Go through the listing and copy each line with the string "ichistmeinname".

•••

PR #48, opened 2020-06-03
Add field for Agda identifiers to environment entries

### LINKED ISSUE #47: Add field for Agda identifiers to environment entries
The [environment entires](https://github.com/FreeProving/free-compiler/blob/master/src/lib/FreeC/Environment/Entry.hs) contain Coq identifiers. This allows to connect the Coq with the IR identifiers and ensure the validity of names. For the implementation of the Agda backend we will also need this functionality.

JonasHoefer:
I added `agdaIdent` fields to the environment entries. They are initialized together with the corresponding coq fields. I had to add preliminary names in the [`Prelude.toml`](https://github.com/FreeProving/free-compiler/blob/master/base/Prelude.toml) to implement the initialization in [`Decoder.hs`](https://github.com/FreeProving/free-compiler/blob/master/src/lib/FreeC/Environment/ModuleInterface/Decoder.hs).


just95 (changes requested):
Looks good to me, I'd just increase the version number of the module interface file format.

ichistmeinname (approved):

src/lib/FreeC/Backend/Coq/Converter/FuncDecl/Rec/WithHelpers.hs
```diff
@@ -185,6 +185,7 @@ transformRecFuncDecl (IR.FuncDecl srcSpan declIdent typeArgs args maybeRetType e
       , entryIsPartial     = partial
       , entryName          = helperName
       , entryIdent         = undefined -- filled by renamer
+      , entryAgdaIdent     = undefined -- filled by renamer
```
ichistmeinname, line 188: There's not better way to model the missing information in that phase? Seems hacky to me.

JonasHoefer: This question would also interest me. I implemented the Agda identifiers only analogous to to the Coq ones and just accepted the `undefined`s.

ichistmeinname: Is it only necessary for `FuncEntry` or is a similar work-around used of the other entries as well @just95?

just95: The same hack is used for every entry since every entry has a `entryIdent` field that is filled by the `renameAndAddEntry` function. In theory it would be possible to ensure on type level, that the fields are filled correctly.

```haskell
data EnvEntry ident = FuncEntry { …, entryIdent :: ident } | …

-- The following corresponds to the current `EnvEntry` type.
type CoqEntry = EnvEntry Coq.Qualid

-- If we have such parameterized entries, we could define Agda identifiers 
-- like this but this would also mean that the `Environment`, `Converter` and
-- all `Pass`es need to be parameterized. That's why I've argued for a separate
-- `entryAgdaIdent` field in the past.
type AgdaEntry = EnvEntry Agda.QName 

-- The renamer can now take an entry that has not yet been renamed and return 
-- an entry that contains a Coq identifier.
type UnrenamedEntry = EnvEntry ()
filledByRenamer :: ()
renameAndAddEntry :: UnrenamedEntry -> Converter CoqEntry

-- This function would be used as follows. It does not need the `undefined` hack anymore.
renameAndAddEntry FuncDecl { …, entryIdent = filledByRenamer }
```

JonasHoefer: To avoid large scale refactoring for the moment I am also in favour of keeping the current version of the record (at least until we make some progress in the Agda backend and know what data is needed).

just95 (approved):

•••

_Solved problem_.
ichistmeinname (approved):
ichistmeinname, line 188: There's not better way to model the missing information in that phase? Seems hacky to me.
ichistmeinname: Is it only necessary for `FuncEntry` or is a similar work-around used of the other entries as well @just95?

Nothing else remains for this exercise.